● **WHAT TO WORK ON**: Retype, word for word, each line between the lines holding "srl295: The annotations" and "PR #3109, opened 2023-07-21", inclusive, and leave the rest of the data alone.

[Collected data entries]
|---|

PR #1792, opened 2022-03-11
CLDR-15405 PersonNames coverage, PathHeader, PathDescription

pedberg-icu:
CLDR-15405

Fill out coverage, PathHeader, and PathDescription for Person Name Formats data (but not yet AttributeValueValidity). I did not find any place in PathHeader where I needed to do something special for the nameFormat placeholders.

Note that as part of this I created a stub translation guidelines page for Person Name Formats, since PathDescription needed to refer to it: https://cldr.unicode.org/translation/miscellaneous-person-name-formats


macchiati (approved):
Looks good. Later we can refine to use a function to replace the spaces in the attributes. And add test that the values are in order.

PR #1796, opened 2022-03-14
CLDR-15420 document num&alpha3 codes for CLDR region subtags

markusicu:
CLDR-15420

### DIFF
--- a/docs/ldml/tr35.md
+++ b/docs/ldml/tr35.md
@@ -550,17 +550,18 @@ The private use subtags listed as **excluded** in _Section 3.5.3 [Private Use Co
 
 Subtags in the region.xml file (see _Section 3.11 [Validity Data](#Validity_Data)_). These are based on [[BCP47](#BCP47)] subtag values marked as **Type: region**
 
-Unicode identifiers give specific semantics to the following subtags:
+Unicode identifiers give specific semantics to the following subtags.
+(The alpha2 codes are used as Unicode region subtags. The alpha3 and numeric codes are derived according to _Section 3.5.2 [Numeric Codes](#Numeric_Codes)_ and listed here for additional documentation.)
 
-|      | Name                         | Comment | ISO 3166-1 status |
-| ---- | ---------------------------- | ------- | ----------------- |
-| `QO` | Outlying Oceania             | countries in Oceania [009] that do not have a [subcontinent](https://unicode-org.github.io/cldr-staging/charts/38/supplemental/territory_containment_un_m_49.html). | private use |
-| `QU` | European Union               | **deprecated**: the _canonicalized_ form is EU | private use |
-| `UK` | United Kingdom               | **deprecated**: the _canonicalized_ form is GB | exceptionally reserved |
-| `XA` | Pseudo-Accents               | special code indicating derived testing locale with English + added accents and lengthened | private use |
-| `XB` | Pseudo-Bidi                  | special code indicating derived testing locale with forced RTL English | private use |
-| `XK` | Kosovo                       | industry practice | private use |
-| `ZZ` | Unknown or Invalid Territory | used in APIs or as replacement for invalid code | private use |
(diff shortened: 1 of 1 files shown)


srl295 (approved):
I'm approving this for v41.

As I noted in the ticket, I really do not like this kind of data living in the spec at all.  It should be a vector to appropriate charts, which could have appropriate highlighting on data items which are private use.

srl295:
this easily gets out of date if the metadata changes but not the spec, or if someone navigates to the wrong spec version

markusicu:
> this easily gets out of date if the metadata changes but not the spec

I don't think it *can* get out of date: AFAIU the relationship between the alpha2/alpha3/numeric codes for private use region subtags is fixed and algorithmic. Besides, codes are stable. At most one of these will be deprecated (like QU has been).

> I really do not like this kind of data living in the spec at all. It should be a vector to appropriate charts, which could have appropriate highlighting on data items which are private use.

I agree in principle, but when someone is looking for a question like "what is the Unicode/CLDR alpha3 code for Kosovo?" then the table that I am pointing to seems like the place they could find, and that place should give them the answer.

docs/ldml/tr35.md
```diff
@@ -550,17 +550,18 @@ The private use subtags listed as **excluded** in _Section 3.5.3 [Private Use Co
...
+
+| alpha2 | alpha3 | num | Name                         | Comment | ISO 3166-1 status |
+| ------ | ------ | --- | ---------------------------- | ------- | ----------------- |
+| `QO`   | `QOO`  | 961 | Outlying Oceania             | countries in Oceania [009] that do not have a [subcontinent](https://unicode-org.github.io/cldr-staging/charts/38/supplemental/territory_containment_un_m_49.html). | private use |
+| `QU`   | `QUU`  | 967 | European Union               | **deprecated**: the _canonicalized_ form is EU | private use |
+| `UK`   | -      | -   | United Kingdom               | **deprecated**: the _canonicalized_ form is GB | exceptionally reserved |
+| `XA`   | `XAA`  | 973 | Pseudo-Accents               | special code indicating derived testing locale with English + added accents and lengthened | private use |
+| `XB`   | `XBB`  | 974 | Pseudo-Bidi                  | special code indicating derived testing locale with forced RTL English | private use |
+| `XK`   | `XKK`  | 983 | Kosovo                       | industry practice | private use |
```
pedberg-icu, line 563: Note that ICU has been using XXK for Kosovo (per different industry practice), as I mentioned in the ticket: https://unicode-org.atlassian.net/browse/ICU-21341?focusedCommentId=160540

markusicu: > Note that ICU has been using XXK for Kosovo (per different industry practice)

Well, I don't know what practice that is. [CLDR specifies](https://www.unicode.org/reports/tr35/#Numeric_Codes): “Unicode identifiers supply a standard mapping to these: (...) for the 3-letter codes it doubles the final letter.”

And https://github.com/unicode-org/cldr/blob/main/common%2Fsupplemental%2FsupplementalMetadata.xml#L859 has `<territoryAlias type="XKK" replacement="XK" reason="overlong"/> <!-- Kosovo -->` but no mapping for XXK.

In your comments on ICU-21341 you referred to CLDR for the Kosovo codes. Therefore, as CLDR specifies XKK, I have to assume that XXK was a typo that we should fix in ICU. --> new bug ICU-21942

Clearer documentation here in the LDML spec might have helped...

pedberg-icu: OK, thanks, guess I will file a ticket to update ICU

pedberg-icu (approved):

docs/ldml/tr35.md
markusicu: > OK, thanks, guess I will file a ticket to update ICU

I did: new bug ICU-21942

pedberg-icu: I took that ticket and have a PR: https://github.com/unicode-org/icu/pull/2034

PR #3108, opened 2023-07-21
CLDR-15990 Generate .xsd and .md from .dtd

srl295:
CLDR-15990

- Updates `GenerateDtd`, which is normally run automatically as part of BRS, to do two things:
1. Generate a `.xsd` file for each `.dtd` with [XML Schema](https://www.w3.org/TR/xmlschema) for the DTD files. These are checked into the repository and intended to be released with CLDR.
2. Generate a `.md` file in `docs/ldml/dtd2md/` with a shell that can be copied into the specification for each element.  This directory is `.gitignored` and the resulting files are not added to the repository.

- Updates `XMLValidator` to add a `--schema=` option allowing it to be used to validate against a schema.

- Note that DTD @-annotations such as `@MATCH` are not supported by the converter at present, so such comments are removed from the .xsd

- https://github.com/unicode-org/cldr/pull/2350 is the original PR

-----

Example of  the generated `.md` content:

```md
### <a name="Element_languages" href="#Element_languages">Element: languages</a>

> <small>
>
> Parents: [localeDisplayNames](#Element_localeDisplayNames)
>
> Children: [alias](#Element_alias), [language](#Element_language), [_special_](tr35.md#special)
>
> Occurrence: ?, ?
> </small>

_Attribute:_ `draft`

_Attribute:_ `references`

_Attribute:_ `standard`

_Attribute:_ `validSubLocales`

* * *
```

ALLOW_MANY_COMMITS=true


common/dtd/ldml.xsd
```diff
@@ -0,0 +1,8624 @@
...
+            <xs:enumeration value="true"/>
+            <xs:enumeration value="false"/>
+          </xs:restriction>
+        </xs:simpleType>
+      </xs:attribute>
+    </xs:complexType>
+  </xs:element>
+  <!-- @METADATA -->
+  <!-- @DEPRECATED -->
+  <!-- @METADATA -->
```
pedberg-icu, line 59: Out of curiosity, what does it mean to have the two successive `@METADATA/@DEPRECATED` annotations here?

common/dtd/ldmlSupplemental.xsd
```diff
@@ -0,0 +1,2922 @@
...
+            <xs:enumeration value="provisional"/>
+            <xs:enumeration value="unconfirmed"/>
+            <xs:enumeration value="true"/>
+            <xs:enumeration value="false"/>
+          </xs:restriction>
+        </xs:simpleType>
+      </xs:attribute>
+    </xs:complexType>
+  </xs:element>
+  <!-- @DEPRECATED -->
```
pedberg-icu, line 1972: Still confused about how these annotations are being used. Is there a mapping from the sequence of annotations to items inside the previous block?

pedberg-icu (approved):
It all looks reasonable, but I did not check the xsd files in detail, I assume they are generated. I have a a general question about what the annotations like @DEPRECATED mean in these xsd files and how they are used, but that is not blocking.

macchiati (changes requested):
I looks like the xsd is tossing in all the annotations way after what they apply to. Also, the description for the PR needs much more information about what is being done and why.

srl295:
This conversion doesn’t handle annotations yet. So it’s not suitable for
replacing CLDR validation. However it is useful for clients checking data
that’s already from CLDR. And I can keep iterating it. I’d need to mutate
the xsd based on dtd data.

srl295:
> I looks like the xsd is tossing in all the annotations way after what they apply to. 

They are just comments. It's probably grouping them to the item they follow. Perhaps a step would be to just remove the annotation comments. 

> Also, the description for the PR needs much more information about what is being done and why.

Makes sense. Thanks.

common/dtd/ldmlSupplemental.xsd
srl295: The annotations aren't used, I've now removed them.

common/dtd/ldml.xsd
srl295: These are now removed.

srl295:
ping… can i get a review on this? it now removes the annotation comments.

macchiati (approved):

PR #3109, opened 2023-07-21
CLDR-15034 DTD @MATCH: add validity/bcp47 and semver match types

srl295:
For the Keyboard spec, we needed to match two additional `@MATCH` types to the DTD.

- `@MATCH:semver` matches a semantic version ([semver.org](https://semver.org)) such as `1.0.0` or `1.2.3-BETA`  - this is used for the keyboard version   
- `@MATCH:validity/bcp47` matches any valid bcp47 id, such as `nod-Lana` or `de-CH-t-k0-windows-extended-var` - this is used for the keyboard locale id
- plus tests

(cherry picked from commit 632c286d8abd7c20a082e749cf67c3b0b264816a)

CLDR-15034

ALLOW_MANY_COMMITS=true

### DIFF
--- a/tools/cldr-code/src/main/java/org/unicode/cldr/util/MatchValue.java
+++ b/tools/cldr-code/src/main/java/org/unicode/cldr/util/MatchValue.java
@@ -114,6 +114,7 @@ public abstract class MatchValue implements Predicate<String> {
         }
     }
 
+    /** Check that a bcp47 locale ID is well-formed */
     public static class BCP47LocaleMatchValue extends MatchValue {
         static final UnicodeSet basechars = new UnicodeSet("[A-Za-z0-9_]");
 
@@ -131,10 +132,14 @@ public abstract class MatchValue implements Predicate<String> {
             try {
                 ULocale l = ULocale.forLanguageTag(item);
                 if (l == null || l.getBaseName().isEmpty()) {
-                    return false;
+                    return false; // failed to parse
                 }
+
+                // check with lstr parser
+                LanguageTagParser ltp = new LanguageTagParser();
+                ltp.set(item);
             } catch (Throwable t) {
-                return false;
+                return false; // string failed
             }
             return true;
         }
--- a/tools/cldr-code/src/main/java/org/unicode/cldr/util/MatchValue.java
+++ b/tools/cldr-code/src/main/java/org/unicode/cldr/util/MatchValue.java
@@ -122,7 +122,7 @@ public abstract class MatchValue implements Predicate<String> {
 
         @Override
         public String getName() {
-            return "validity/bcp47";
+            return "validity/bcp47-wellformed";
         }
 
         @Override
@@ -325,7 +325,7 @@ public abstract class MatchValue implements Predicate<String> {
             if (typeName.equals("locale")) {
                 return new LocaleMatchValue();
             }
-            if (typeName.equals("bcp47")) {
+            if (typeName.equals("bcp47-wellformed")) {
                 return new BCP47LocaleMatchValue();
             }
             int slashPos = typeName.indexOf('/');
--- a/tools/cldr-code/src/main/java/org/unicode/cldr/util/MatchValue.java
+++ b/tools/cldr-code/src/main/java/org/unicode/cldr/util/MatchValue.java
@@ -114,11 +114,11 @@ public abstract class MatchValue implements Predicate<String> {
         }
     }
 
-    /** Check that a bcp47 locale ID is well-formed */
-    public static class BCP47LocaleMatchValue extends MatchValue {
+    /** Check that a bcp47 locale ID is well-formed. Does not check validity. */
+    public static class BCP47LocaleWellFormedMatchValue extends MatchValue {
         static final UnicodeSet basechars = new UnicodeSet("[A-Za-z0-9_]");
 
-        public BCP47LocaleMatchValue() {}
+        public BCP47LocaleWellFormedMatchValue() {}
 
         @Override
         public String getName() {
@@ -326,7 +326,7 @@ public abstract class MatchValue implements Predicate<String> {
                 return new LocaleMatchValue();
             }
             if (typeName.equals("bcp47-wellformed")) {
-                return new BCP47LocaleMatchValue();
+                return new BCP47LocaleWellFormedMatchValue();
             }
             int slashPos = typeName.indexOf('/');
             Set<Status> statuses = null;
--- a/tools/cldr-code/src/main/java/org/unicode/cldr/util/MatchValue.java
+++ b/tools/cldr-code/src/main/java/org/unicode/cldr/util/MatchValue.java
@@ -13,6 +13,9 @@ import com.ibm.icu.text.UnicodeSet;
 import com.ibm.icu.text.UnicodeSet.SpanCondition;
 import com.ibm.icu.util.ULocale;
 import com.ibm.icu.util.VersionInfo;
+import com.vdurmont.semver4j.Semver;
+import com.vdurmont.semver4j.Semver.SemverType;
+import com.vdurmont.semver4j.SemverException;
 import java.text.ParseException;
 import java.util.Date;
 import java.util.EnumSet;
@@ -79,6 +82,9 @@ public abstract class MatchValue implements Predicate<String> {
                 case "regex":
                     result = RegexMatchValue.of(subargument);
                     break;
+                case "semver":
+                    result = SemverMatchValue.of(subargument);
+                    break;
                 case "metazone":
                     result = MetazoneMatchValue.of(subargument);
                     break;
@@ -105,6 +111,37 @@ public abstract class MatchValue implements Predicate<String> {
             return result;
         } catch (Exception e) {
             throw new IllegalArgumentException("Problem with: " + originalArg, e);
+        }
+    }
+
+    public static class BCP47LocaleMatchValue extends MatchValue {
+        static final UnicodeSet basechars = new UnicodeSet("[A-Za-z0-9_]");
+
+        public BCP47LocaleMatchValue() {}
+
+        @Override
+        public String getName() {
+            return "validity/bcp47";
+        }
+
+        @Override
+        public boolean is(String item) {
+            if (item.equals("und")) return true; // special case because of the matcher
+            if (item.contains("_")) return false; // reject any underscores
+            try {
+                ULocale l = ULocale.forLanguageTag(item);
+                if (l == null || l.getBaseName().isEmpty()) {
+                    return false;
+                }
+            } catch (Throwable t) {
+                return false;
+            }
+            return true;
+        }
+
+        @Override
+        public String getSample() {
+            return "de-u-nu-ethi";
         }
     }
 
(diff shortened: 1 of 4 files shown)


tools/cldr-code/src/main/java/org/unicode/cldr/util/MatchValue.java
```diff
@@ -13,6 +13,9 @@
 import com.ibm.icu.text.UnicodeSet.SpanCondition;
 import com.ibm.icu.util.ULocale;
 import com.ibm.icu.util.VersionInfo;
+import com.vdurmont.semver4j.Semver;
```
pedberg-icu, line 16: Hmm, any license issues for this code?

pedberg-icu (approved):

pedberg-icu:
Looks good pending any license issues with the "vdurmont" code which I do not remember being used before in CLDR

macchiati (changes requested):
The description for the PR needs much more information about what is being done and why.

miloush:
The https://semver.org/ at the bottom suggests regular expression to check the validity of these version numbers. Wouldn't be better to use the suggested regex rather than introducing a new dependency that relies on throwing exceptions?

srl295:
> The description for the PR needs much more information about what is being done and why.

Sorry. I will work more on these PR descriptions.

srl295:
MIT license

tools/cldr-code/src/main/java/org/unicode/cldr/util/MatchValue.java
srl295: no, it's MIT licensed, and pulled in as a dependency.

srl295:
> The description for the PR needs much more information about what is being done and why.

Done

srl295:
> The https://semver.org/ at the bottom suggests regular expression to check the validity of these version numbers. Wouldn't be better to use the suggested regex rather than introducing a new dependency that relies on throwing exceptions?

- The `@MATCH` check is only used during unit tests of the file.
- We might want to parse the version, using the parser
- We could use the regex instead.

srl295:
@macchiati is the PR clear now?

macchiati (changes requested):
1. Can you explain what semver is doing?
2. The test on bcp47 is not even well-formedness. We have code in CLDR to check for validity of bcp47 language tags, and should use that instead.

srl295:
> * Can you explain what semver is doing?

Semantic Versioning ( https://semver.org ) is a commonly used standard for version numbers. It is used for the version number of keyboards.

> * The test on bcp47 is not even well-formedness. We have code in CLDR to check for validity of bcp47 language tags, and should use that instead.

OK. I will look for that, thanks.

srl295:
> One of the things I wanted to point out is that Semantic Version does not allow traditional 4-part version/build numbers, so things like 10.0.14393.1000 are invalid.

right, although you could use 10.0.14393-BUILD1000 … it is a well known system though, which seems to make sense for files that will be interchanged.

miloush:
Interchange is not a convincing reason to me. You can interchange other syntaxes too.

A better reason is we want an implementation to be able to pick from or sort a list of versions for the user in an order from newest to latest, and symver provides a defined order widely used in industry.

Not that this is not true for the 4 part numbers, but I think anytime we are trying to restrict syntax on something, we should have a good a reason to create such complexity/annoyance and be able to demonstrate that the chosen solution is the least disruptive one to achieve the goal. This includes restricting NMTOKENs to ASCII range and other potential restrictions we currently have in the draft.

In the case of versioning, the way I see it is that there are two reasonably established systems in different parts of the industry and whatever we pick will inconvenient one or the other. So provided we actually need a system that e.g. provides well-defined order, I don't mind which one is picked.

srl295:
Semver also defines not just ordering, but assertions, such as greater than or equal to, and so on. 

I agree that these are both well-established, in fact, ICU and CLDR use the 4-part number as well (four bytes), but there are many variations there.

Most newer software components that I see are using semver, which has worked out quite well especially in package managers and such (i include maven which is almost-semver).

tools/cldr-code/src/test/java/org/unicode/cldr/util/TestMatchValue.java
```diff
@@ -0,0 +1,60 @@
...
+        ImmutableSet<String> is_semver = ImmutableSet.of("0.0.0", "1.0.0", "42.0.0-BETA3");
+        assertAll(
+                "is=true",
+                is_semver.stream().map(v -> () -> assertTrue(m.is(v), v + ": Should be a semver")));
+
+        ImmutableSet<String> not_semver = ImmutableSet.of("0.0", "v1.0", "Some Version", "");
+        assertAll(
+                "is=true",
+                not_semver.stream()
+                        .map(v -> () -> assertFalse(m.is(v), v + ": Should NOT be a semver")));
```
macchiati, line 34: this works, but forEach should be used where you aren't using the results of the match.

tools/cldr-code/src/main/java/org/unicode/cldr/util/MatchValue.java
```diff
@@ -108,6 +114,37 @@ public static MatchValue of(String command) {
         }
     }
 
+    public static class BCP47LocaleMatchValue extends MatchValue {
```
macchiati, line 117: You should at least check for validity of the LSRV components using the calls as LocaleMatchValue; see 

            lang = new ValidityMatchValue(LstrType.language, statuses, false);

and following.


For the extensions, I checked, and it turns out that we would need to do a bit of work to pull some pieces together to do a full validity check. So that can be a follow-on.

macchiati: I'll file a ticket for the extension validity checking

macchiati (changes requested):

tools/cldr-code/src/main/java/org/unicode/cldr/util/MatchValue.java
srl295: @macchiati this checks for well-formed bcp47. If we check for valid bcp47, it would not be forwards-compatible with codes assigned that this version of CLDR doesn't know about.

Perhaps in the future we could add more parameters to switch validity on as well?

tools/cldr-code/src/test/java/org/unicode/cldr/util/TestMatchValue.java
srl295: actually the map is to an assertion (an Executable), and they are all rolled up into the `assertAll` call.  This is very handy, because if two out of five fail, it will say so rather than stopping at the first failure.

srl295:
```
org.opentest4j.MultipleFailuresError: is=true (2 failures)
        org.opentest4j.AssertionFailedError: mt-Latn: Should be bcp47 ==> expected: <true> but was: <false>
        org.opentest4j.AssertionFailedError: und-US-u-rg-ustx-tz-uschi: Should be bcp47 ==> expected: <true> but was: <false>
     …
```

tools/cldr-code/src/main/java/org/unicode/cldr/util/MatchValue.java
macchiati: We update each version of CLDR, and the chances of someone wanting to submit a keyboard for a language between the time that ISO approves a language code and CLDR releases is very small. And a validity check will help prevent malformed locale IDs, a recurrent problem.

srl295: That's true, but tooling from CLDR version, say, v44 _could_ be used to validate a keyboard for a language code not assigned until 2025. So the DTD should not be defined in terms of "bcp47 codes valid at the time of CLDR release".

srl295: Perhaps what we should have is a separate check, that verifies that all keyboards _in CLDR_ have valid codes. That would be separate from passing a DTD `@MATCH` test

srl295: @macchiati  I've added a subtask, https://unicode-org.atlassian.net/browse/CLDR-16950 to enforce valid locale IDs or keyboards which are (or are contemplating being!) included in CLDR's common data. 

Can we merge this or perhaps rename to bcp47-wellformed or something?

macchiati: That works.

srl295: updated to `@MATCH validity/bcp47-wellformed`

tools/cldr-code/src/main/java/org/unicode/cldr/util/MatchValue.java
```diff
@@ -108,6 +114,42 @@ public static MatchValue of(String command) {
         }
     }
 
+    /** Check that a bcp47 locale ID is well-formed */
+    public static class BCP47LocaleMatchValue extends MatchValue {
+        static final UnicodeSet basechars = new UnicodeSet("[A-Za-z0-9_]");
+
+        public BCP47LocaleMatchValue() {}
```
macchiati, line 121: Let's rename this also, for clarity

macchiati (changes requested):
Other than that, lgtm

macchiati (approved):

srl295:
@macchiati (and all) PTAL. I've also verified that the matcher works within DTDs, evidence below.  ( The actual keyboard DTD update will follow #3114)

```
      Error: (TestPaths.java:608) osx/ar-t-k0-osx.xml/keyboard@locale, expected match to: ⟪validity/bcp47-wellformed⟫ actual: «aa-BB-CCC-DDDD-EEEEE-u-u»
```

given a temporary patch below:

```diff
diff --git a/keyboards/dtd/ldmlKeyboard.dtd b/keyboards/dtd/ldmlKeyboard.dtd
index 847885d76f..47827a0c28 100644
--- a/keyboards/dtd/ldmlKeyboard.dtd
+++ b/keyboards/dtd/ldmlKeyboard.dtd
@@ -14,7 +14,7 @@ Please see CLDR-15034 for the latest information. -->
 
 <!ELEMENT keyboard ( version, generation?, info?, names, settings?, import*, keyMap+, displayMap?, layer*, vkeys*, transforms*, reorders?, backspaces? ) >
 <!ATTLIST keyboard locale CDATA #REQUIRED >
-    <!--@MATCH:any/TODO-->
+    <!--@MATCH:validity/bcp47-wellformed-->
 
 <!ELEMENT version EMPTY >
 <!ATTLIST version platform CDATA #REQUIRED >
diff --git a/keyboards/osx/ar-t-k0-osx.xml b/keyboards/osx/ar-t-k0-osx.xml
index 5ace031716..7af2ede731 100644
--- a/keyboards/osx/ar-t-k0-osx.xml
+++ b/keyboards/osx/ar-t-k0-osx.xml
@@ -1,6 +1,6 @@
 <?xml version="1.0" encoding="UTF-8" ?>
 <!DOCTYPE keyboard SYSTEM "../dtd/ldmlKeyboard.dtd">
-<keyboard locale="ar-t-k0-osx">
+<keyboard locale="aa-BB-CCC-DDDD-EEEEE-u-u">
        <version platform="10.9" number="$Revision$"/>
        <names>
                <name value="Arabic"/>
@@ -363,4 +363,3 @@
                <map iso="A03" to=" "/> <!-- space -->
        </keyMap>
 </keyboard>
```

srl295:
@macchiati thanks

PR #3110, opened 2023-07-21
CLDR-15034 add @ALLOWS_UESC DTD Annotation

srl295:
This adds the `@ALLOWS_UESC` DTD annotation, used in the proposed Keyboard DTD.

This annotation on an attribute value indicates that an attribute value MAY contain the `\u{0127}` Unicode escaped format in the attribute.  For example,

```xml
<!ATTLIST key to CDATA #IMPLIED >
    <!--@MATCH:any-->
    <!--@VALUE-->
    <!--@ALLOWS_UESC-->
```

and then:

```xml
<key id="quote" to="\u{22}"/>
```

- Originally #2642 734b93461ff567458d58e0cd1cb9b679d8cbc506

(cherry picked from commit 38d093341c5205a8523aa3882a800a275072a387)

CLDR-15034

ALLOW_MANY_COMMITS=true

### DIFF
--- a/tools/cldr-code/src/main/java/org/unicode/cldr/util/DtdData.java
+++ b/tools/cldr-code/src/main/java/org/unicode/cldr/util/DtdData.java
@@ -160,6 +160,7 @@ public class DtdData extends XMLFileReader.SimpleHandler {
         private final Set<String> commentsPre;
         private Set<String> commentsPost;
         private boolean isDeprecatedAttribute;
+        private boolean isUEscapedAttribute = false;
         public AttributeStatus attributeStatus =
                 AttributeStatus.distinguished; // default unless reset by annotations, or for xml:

|---|

● **WRITTEN RESPONSE**:
srl295: The annotations aren't used, I've now removed them.

common/dtd/ldml.xsd
srl295: These are now removed.

srl295:
ping… can i get a review on this? it now removes the annotation comments.

macchiati (approved):

PR #3109, opened 2023-07-21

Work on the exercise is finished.